Tally up the lines below containing the string "dynamicParamNodes", then write the number alone.

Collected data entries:
%%

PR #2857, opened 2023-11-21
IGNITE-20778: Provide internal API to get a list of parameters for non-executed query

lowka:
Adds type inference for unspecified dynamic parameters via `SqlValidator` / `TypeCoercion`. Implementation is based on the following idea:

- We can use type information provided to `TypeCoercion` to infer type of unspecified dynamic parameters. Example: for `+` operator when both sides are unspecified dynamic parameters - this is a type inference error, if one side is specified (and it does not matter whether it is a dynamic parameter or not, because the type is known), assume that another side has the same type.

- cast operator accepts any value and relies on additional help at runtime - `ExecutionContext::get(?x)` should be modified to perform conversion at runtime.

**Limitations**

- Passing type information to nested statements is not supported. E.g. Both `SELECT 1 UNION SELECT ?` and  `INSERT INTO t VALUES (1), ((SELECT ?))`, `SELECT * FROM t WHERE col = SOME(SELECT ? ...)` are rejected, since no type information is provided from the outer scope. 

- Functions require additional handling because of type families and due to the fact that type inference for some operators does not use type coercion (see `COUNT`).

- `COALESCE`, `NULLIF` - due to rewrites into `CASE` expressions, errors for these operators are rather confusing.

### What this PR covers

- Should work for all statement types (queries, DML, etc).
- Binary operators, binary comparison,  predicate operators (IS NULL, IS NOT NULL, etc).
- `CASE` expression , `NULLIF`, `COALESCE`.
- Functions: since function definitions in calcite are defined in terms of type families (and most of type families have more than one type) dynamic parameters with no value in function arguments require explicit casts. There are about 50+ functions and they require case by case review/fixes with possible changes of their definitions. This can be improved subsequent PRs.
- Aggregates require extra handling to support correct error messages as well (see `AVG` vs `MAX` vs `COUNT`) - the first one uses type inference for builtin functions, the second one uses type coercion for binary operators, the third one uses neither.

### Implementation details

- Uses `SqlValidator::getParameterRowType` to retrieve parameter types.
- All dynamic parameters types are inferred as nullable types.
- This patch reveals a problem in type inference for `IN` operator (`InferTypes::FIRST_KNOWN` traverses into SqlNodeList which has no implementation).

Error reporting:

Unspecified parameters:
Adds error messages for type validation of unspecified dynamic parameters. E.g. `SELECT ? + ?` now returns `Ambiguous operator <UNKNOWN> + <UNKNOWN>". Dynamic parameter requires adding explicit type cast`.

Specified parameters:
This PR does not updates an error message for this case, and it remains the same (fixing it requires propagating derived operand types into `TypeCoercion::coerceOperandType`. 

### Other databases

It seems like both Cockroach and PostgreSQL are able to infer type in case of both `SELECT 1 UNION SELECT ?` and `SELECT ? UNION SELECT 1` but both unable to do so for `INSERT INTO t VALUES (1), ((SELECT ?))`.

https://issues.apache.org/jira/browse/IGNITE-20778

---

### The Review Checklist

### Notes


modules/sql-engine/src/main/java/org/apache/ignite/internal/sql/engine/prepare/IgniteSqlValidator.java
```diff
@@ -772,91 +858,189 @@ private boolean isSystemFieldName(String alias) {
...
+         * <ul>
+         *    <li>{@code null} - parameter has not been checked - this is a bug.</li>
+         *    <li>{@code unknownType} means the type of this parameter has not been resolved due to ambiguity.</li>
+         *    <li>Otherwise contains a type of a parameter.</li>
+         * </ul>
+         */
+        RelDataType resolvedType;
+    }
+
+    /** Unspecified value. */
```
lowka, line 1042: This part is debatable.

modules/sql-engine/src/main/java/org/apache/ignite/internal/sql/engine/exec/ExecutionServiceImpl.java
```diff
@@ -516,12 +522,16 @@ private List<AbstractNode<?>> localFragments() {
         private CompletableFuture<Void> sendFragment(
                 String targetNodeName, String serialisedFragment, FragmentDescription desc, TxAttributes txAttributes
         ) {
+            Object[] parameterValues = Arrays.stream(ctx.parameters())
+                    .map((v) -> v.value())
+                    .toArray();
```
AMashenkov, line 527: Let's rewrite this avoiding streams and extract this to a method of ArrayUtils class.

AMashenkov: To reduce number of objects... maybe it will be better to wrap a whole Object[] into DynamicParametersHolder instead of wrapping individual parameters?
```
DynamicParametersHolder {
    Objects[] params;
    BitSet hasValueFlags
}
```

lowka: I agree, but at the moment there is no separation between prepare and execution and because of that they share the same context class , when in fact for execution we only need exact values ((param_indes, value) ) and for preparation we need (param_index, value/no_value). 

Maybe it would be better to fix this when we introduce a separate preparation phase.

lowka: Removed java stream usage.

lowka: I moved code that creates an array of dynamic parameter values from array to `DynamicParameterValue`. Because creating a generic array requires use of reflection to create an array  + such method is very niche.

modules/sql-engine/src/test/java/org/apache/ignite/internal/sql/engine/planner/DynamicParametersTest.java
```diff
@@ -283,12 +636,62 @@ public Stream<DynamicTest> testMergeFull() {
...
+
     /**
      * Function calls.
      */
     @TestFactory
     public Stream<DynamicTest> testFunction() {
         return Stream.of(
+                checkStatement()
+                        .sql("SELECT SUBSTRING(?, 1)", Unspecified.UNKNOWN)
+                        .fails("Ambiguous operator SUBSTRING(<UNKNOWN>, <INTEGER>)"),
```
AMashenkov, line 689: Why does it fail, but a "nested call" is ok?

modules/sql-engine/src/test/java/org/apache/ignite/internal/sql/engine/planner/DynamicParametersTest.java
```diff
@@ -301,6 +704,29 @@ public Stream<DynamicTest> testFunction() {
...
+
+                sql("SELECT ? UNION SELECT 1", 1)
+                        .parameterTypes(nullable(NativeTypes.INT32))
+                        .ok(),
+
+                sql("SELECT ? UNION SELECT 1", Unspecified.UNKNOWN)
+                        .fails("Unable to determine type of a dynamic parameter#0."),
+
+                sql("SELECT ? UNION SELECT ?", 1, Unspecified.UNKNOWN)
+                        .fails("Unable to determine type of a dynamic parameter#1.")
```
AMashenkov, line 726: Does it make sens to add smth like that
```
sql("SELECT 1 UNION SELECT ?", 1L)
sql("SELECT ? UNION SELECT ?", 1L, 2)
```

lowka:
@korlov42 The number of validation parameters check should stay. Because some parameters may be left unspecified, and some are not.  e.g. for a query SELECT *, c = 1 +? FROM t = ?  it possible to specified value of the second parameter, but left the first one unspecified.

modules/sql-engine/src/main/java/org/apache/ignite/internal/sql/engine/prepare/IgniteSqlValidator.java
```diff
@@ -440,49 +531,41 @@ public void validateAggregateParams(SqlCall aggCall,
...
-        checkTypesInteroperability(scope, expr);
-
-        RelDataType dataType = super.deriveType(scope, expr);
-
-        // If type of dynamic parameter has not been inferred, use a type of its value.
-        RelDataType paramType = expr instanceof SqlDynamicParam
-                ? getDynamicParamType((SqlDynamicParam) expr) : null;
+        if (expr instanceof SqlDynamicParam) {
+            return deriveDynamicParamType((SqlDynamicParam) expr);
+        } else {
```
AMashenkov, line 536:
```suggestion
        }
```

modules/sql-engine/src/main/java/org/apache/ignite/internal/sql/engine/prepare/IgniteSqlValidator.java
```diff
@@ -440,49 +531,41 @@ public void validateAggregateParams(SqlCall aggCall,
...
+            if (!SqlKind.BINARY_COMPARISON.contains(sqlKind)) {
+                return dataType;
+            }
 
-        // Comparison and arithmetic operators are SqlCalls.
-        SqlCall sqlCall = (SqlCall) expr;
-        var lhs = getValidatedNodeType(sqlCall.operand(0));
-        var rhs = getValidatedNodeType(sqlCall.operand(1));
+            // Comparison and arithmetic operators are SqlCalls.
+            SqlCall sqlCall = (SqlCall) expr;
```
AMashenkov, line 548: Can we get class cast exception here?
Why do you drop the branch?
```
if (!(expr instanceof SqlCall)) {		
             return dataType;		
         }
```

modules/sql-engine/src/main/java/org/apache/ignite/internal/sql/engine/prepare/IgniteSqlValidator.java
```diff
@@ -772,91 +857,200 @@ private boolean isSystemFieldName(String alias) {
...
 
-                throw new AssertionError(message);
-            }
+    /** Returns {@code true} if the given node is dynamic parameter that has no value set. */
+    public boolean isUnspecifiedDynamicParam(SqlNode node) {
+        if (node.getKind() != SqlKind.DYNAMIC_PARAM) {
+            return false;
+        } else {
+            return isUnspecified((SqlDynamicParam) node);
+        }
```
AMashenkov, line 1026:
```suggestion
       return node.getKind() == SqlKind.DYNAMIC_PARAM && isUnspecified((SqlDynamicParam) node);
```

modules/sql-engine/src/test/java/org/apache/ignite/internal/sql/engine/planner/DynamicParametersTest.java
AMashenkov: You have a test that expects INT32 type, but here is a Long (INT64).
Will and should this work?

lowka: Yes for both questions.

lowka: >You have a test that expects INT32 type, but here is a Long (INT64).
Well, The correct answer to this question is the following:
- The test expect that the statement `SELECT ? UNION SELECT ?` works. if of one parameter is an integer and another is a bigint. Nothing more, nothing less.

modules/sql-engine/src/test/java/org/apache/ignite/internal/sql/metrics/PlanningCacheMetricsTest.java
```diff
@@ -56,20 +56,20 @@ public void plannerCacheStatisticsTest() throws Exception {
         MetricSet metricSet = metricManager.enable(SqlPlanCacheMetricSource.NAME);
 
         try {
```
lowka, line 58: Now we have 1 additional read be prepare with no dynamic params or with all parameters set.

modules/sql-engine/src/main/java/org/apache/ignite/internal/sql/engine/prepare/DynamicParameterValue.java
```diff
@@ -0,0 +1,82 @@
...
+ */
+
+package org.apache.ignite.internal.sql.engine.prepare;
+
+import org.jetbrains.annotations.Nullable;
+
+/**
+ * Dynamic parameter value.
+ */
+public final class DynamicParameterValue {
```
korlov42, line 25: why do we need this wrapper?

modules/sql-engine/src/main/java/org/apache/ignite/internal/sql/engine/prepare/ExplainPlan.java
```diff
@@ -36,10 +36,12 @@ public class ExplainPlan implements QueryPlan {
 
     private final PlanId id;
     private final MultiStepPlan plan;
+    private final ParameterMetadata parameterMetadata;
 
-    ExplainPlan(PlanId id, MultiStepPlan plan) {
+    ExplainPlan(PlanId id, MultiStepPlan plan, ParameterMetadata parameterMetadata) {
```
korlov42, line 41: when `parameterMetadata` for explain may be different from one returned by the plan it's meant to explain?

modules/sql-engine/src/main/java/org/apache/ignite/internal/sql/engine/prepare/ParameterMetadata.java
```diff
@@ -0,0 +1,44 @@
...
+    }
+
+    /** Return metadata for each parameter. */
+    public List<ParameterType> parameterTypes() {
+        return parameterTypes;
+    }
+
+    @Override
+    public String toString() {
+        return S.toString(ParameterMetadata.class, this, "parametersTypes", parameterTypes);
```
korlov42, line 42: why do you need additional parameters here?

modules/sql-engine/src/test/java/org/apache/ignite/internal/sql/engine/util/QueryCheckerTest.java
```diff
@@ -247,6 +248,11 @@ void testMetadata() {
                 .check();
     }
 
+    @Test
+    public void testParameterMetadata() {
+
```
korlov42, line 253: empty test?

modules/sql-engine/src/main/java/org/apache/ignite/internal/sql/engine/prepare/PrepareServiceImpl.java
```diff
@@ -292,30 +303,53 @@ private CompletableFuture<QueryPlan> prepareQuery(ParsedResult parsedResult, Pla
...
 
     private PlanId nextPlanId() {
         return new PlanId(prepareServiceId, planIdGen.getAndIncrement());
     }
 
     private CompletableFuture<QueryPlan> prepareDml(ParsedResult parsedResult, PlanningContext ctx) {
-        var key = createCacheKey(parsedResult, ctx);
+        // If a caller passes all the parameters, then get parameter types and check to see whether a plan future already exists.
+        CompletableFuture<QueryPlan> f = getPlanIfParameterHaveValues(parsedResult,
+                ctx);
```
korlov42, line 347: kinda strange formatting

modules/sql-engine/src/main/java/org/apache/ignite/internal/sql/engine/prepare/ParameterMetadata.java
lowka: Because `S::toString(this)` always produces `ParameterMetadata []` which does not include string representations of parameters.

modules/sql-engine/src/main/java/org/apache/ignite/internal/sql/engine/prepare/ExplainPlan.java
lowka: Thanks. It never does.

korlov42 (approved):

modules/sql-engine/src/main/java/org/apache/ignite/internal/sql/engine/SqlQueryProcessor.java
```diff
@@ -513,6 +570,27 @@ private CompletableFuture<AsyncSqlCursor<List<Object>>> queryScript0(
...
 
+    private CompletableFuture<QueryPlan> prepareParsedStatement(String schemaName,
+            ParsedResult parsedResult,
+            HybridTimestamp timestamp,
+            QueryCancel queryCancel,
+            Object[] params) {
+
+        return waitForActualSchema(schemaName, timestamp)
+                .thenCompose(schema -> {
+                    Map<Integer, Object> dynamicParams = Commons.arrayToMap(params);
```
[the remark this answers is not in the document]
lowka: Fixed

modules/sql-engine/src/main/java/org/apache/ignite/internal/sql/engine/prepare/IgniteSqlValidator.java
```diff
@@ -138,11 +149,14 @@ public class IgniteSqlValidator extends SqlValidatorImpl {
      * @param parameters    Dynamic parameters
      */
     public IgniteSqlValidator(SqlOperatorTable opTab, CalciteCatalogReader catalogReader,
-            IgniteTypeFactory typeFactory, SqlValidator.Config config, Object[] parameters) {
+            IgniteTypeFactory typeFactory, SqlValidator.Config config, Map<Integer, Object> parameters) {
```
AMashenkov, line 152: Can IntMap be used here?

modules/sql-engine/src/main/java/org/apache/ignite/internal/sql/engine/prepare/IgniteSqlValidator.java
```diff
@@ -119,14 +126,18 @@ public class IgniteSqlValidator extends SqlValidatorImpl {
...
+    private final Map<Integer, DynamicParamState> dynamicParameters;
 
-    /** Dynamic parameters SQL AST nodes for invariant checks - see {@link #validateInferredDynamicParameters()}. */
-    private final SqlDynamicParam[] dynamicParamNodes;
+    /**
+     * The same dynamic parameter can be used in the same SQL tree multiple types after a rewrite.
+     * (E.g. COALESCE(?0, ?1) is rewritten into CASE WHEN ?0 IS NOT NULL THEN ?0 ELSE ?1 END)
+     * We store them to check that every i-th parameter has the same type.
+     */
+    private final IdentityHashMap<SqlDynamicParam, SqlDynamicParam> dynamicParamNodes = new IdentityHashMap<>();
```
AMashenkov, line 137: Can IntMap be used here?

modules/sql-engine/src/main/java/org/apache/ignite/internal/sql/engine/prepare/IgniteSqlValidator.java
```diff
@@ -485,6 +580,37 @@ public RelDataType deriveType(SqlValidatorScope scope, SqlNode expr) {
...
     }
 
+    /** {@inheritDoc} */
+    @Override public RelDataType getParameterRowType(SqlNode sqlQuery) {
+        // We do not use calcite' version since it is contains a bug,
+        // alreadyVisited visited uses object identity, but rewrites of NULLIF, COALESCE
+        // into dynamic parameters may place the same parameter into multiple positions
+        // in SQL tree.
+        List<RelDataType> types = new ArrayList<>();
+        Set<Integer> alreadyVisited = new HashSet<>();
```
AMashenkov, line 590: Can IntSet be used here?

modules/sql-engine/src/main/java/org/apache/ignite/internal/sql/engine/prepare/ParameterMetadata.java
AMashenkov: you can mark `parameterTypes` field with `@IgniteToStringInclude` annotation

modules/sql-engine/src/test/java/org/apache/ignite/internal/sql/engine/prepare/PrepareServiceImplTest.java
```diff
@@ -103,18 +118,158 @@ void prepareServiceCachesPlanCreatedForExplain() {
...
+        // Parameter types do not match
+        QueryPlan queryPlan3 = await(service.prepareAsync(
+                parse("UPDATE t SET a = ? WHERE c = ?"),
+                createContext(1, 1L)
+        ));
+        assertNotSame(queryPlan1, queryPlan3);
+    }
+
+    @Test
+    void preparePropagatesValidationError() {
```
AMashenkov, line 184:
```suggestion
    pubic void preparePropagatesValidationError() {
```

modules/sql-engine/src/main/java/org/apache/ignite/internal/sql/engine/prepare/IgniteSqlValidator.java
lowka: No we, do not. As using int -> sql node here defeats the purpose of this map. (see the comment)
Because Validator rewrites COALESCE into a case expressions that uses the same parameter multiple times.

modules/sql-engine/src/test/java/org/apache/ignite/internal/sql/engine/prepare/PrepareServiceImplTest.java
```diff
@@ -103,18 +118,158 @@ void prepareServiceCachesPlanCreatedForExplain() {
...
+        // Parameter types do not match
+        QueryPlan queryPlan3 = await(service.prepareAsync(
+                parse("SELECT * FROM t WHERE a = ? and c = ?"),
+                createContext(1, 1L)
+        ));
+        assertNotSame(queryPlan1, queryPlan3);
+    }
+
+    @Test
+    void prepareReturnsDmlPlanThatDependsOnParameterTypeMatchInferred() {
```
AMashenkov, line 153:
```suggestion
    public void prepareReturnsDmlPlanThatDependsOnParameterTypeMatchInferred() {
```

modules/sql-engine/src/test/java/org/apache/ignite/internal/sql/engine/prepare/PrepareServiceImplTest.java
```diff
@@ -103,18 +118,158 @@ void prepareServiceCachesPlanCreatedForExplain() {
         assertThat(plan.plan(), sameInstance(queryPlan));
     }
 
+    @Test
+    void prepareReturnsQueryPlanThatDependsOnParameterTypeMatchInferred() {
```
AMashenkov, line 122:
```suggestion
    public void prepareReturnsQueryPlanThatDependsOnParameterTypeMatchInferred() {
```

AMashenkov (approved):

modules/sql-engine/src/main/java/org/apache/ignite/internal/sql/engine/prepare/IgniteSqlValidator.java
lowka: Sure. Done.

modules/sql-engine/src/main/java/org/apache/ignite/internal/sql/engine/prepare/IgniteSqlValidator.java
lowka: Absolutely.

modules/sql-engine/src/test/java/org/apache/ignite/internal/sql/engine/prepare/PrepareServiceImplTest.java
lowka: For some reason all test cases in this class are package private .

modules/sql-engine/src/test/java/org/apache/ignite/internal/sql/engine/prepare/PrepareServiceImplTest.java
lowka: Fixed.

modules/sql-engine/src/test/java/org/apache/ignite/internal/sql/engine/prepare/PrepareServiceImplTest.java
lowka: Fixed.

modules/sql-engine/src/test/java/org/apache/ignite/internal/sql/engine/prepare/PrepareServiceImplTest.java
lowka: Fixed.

%%

→ Reply to the task: 2